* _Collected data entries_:
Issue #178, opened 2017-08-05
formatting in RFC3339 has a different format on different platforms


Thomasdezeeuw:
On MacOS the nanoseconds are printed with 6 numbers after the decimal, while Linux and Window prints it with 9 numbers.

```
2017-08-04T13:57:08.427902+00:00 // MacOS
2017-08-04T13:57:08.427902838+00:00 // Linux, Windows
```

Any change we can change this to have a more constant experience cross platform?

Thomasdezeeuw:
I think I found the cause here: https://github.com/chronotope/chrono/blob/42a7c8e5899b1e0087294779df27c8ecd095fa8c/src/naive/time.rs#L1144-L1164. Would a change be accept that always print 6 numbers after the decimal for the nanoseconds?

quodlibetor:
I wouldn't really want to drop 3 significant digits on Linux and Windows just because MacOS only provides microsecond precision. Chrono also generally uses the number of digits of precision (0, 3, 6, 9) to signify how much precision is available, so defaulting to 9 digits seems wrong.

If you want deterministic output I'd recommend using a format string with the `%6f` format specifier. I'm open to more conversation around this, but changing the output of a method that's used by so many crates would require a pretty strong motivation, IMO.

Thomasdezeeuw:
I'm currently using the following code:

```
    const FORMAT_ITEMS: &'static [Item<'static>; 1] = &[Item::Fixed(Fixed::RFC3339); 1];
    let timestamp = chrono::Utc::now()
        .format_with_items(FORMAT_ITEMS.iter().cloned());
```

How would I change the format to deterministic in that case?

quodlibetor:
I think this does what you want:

==

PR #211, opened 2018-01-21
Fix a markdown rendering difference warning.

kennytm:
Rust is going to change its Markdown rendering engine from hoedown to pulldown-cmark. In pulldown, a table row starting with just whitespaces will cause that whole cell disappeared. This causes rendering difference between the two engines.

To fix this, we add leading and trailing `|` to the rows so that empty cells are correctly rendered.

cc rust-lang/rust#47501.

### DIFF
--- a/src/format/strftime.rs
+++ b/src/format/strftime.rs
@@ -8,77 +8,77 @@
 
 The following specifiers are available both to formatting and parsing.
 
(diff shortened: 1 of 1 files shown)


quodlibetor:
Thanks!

* _Task objective_:
Where in the records does the string "decimal" appear? Copy every line that has it.

* _Answer area_:
On MacOS the nanoseconds are printed with 6 numbers after the decimal, while Linux and Window prints it with 9 numbers.
I think I found the cause here: https://github.com/chronotope/chrono/blob/42a7c8e5899b1e0087294779df27c8ecd095fa8c/src/naive/time.rs#L1144-L1164. Would a change be accept that always print 6 numbers after the decimal for the nanoseconds?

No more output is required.